Koenders vond het opstellen van het onderwijsprogramma geen gemakkelijk klus. “Omdat er nog geen onderwijsprogramma over reuma voor basisscholieren bestond, hebben wij zelf moeten uitdokteren hoe we dat het beste konden vormgeven. En dat vonden wij best lastig. Hier op het lab doen wij hele spannende dingen met celletjes en stofjes. Maar hoe breng je dat nu goed over aan leerlingen van groep 6, 7 en 8?”
Onderwijsprogramma in 2019 gestart
Het pilotproject is in 2019 gestart, heeft vanwege corona ruim een jaar stilgelegen en is eind 2021 weer opgepakt. Koenders, assistent professor Esmeralda Blaney Davidson en onderzoeker Martijn van den Bosch deden als gastdocent mee aan het project. “Het doel van ‘Wetenschap de klas in!’ was om leerlingen in contact te brengen met wetenschap. Wat is wetenschap nou precies? Wat doen wetenschappers? En kunnen de kinderen dat zelf ook? Dat zijn de vragen waaraan je moet denken”, somt Blaney Davidson op. “En herkennen ze wetenschap?”, vult Van den Bosch aan. “We begonnen de les vaak met de vraag of ze beroemde wetenschappers kenden, bijvoorbeeld Newton en Einstein. Daarna gaven we voorbeelden van recente ontwikkelingen. Denk aan de Ocean Clean-up en de Solar Challenge. Een heleboel kinderen kenden deze projecten. Maar ze wisten niet dat het wetenschap was. Daarna zijn we overgegaan naar meer dagelijkse situaties. Welke ontdekking is nu echt wetenschap? Als je bijvoorbeeld een kikker vindt op het schoolplein, is dat dan wetenschap of niet?”

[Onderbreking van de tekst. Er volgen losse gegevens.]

PR #531, opened 2026-07-06
fix(environment): add STRANDS_DISABLE_LOAD_TOOL to PROTECTED_VARS

gautamsirdeshmukh:
## Description

Adds `STRANDS_DISABLE_LOAD_TOOL` to the environment tool's `PROTECTED_VARS` set, preventing agents from overwriting or deleting the hardening flag via the environment tool. 

Also adds appropriate unit tests.

## Type of Change

Bug fix

## Testing

How have you tested the change?  Verify that the changes do not break functionality or introduce warnings in consuming repositories: agents-docs, agents-tools, agents-cli

- [x] I ran `hatch run prepare`

## Checklist
- [x] I have read the CONTRIBUTING document
- [x] I have added any necessary tests that prove my fix is effective or my feature works
- [ ] I have updated the documentation accordingly
- [x] I have added an appropriate example to the documentation to outline the feature
- [x] My changes generate no new warnings
- [x] Any dependent changes have been merged and published

----

By submitting this pull request, I confirm that you can use, modify, copy, and redistribute this contribution, under the terms of your choice.

PR #406, opened 2026-02-25
fix: add BYPASS_TOOL_CONSENT to PROTECTED_VARS

lizradway:
## Description

`BYPASS_TOOL_CONSENT` globally disables user consent prompts across the framework but wasn't in the environment tool's `PROTECTED_VARS` blocklist. This allowed an agent to set it via the environment tool with a single user approval, silently disabling all consent gates — including the environment tool's own. This fix adds it to `PROTECTED_VARS` so it can't be modified at runtime.

## Related Issues

n/a

## Documentation PR

n/a

## Type of Change

Bug fix

## Testing

How have you tested the change?  Verify that the changes do not break functionality or introduce warnings in consuming repositories: agents-docs, agents-tools, agents-cli

- [X] I ran `hatch run prepare`

## Checklist
- [X] I have read the CONTRIBUTING document
- [X] I have added any necessary tests that prove my fix is effective or my feature works
- [X] I have updated the documentation accordingly
- [X] I have added an appropriate example to the documentation to outline the feature
- [X] My changes generate no new warnings
- [X] Any dependent changes have been merged and published

----

By submitting this pull request, I confirm that you can use, modify, copy, and redistribute this contribution, under the terms of your choice.

PR #545, opened 2026-07-27
fix(environment): drive value masking from environment variable

yonib05:
## Description

The `environment` tool declared `masked` on its `inputSchema` and read it from `tool_input` on the `list` and `get` actions. Because `inputSchema` is the interface the agent uses to invoke the tool, the agent could pass `masked=false` and have sensitive values returned in cleartext, overriding the `ENV_VARS_MASKED_DEFAULT` setting the operator configured.

Masking is now read only from `ENV_VARS_MASKED_DEFAULT`, matching how `python_repl` sources its non-interactive mode in #541.

Changes:

- Removed the `masked` property from `TOOL_SPEC["inputSchema"]`.
- Resolve `masked` once from `ENV_VARS_MASKED_DEFAULT` (default `true`) and use it for both `list` and `get`; removed the two `tool_input.get("masked", ...)` reads.
- Dropped the redundant `final_display_value` in `get`, which recomputed the already-masked value.
- Documented `ENV_VARS_MASKED_DEFAULT` in the module docstring and clarified the README entry.

`ENV_VARS_MASKED_DEFAULT` keeps its existing name, default, and behavior, so operators who set it see no change. Callers that passed `masked` no longer have any effect from it.

## Related Issues

N/A

## Documentation PR

N/A

## Type of Change

Bug fix

## Testing

`hatch run prepare` passes. The one failure I see locally, `tests/test_agent_core_memory.py::test_initialization`, also fails on an unmodified `main` in my environment because it picks up my `AWS_REGION`, and is unrelated to this change.

Updated `test_environment_masked_values` to disable masking through the environment variable rather than tool input, and added three tests:

- `test_masked_not_in_input_schema` asserts `masked` is absent from the input schema.
- `test_get_ignores_masked_tool_input` and `test_list_ignores_masked_tool_input` pass `masked=False` in tool input and assert the sensitive value is still masked.

## Checklist

----

### DIFF
--- a/src/strands_tools/environment.py
+++ b/src/strands_tools/environment.py
@@ -61,7 +61,9 @@ agent.tool.environment(action="delete", name="TEMP_VAR")
 Configuration:
 - ENV_VARS_MASKED_DEFAULT (environment variable): Set to "false" to return sensitive
   values unmasked. Masking is configured by the operator only; it cannot be changed
-  through tool input, and the variable is protected so the tool cannot set it either.
+  through tool input, and this tool cannot set it. Note that tools which execute
+  arbitrary code in the agent process, such as python_repl and shell, can still write
+  the process environment, so isolate those separately.
 
 See the environment function docstring for more details on available actions and parameters.
 """
@@ -160,7 +162,18 @@ PROTECTED_VARS = {
     "STRANDS_NON_INTERACTIVE",
     "STRANDS_DISABLE_LOAD_TOOL",
     "ENV_VARS_MASKED_DEFAULT",
+    "STRANDS_HTTP_ALLOW_INSECURE_SSL",
+    "EDITOR_DISABLE_BACKUP",
 }
+
+
+def is_protected(name: str) -> bool:
+    """Check whether a variable name is protected from modification.
+
+    Windows upper-cases environment variable names on write, so a case-sensitive
+    check would let "path" through and store it as "PATH".
+    """
+    return (name.upper() if os.name == "nt" else name) in PROTECTED_VARS
 
 
 def mask_sensitive_value(name: str, value: str) -> str:
@@ -208,7 +221,7 @@ def format_env_vars_table(env_vars: Dict[str, str], masked: bool, prefix: Option
         if prefix and not name.startswith(prefix):
             continue
 
-        protected = "🔒" if name in PROTECTED_VARS else ""
+        protected = "🔒" if is_protected(name) else ""
         display_value = mask_sensitive_value(name, value) if masked else value
         table.add_row(protected, name, str(display_value))
 
@@ -252,7 +265,7 @@ def format_operation_preview(
     table.add_row("Action", f"[{action_style}]{action.upper()}[/{action_style}]")
 
     if name:
-        protected = name in PROTECTED_VARS
+        protected = is_protected(name)
         name_style = "red" if protected else "white"
         table.add_row(
             "Variable",
@@ -264,7 +277,7 @@ def format_operation_preview(
         table.add_row("Prefix Filter", prefix)
 
     # Add warning for protected variables
-    if name and name in PROTECTED_VARS:
+    if name and is_protected(name):
         table.add_row(
             "⚠️ Warning",
             "[red]This is a protected system variable that cannot be modified[/red]",
@@ -317,7 +330,7 @@ def format_env_vars(env_vars: Dict[str, str], masked: bool, prefix: Optional[str
             {
                 "name": name,
                 "value": mask_sensitive_value(name, value) if masked else value,
-                "protected": name in PROTECTED_VARS,
+                "protected": is_protected(name),
             }
         )
 
@@ -426,7 +439,7 @@ def environment(tool: ToolUse, **kwargs: Any) -> ToolResult:
 
     Notes:
         - The ENV var "BYPASS_TOOL_CONSENT" can be set to "true" to bypass confirmation prompts
-        - Protected variables include PATH, PYTHONPATH, STRANDS_HOME, SHELL, USER, HOME
+        - Protected variables are listed in PROTECTED_VARS and cannot be set or deleted
         - Sensitive variables are detected by keywords in their names (TOKEN, SECRET, etc.)
         - Masking is controlled by the ENV var "ENV_VARS_MASKED_DEFAULT" (default: "true")
     """
@@ -444,7 +457,7 @@ def environment(tool: ToolUse, **kwargs: Any) -> ToolResult:
     tool_input = tool["input"]
 
     # Masking is operator-controlled and cannot be overridden through tool input
-    masked = os.getenv("ENV_VARS_MASKED_DEFAULT", "true").strip().lower() != "false"
+    masked = os.getenv("ENV_VARS_MASKED_DEFAULT", "true").lower() != "false"
 
     # Check for BYPASS_TOOL_CONSENT mode
     strands_dev = os.environ.get("BYPASS_TOOL_CONSENT", "").lower() == "true"
@@ -523,7 +536,7 @@ def environment(tool: ToolUse, **kwargs: Any) -> ToolResult:
 
             # Add variable details
             table.add_row("Name", name)
-            table.add_row("Type", "Protected" if name in PROTECTED_VARS else "Standard")
+            table.add_row("Type", "Protected" if is_protected(name) else "Standard")
             table.add_row("Value", display_value)
 
             # Add value properties
@@ -537,10 +550,10 @@ def environment(tool: ToolUse, **kwargs: Any) -> ToolResult:
             panel = Panel(
                 table,
                 title=(
-                    f"[bold {'yellow' if name in PROTECTED_VARS else 'blue'}]🔍 "
-                    f"Environment Variable Details[/bold {'yellow' if name in PROTECTED_VARS else 'blue'}]"
+                    f"[bold {'yellow' if is_protected(name) else 'blue'}]🔍 "
+                    f"Environment Variable Details[/bold {'yellow' if is_protected(name) else 'blue'}]"
                 ),
-                border_style="yellow" if name in PROTECTED_VARS else "blue",
+                border_style="yellow" if is_protected(name) else "blue",
                 box=box.ROUNDED,
             )
             console.print(panel)
@@ -565,7 +578,7 @@ def environment(tool: ToolUse, **kwargs: Any) -> ToolResult:
             value = tool_input["value"]
 
             # Check protected status first, regardless of confirmation mode
-            if name in PROTECTED_VARS:
+            if is_protected(name):
                 error_msg = f"⚠️ Cannot modify protected variable: {name}"
                 error_details = "\nProtected variables ensure system stability and security."
                 console.print(format_error_message(f"{error_msg}{error_details}"))
@@ -674,7 +687,7 @@ def environment(tool: ToolUse, **kwargs: Any) -> ToolResult:
             name = tool_input["name"]
 
             # Check protected status first
-            if name in PROTECTED_VARS:
+            if is_protected(name):
                 error_msg = (
                     f"⚠️ Cannot delete protected variable: {name}\n"
                     "Protected variables ensure system stability and security."
--- a/src/strands_tools/environment.py
+++ b/src/strands_tools/environment.py
@@ -58,6 +58,11 @@ agent.tool.environment(action="set", name="MY_SETTING", value="new_value")
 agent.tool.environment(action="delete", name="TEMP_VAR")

Wetenschap begint bij nieuwsgierigheid
Hoe hebben de onderzoekers de lessen opgebouwd? Blaney Davidson: “Het eerste deel van de les ging over de vraag wat wetenschap is en hoe het in elkaar zit. Welke denkstappen maak je als je wetenschap beoefent? Je begint vaak met een vraag. Meestal uit nieuwsgierigheid, want daar begint wetenschap eigenlijk mee. Je wilt iets weten. Maar tussen ‘iets willen weten’ en ‘iets ontdekken’, zit een heel traject van verschillende stappen. En hoe pak je die stappen nu aan? Dat hele traject hebben we samen met de scholieren doorlopen. Daarna hebben we een voorbeeld uitgewerkt op het gebied van reuma. Uiteraard hebben we de vraag gesteld of de kinderen iemand met reuma kenden? En dan blijkt dat best veel kinderen iemand in hun omgeving hebben die reuma heeft. ‘Oh ja, mijn oma heeft ook een dikke knie!’, hoor je dan. Ze beseffen ineens dat het project waarover de wetenschappers in de klas komen vertellen, iets is dat ze zelf kennen. Iets dat in hun eigen wereld voorkomt.”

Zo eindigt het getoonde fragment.